From Dr John Jillett, - Hut1825 -myself in bearded days, in the interior of Jillett's Hut, located behind the present "Springfield" property.  We were shown around by the then owner, Andrew Morrison.  The hut contained all sorts of old papers, receipts, furniture items, etc.  The Morrisons were a prominent farming/shipping/whaling family and had owned the property since buying it from Thomas Jillett around 1860"
Return to Elizabeth Jillett
By researching through the newspaper archives of the late 1800's, a lot of information can be sourced about Thomas and his children.  In 1862 Thomas was in Melbourne.  He seemed to travel there quite often, perhaps with his horses.  On Wednesday 29th October 1862, he was arrested.

"Thomas Jillett, who had been remanded for medical inquiry as to his state of mind, having had a severe attach of deliriam tremens, was now brought up, in an improved state of health and was discharged".   Fancy name for being drunk!

On Monday 28th April 1879, Thomas advertised the property Dundonald, at Broadmeadows for let.

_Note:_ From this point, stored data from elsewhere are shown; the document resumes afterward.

PR #118, opened 2016-05-26
Handle jibri errors and busy status

yanas:


hristoterezov:
Why we are not reporting the errors as Error objects anymore?

yanas:
Because I think we need to either throw them as error if they're Error objects or treat them as state value. We currently handle them as a special state, so I thought in this context it makes more sense to pass them as objects without the Error class wrapper.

"To let, Dundonald, situated at Broadmeadows, 12 miles from Melbourne, 200 acres of
good grazing and agricultural land, 30 acres in cultivation, two acres garden and orchard,
well stocked with choice fruit trees of various kinds and flower gardens.  A good house,
with drawing and dining rooms, six bedrooms, four pantries, kitchen, washhouse, servants'
rooms, dairy and store, four stall stone stable, coachhouse, harness rooms, hay loft and
large room over with outhouse complete.  One of the best views in the colony.
  Apply to Thomas Jillett on the premises."
All that is left of Dundonald!
In 1880, he advertised in the Argus, trying to find the where-abouts of Eliza Bowden, daughter of John and Eliza Bowden, known to be at Mt. Gambier.  Please apply to her uncle Thomas Jillett, Fernhill, Flemington.  VIC

In 1880 he was also advertising for James Hagley?  - Your mother is ill,  please contact H.P.(?) Jillett, Fernhill Flemington.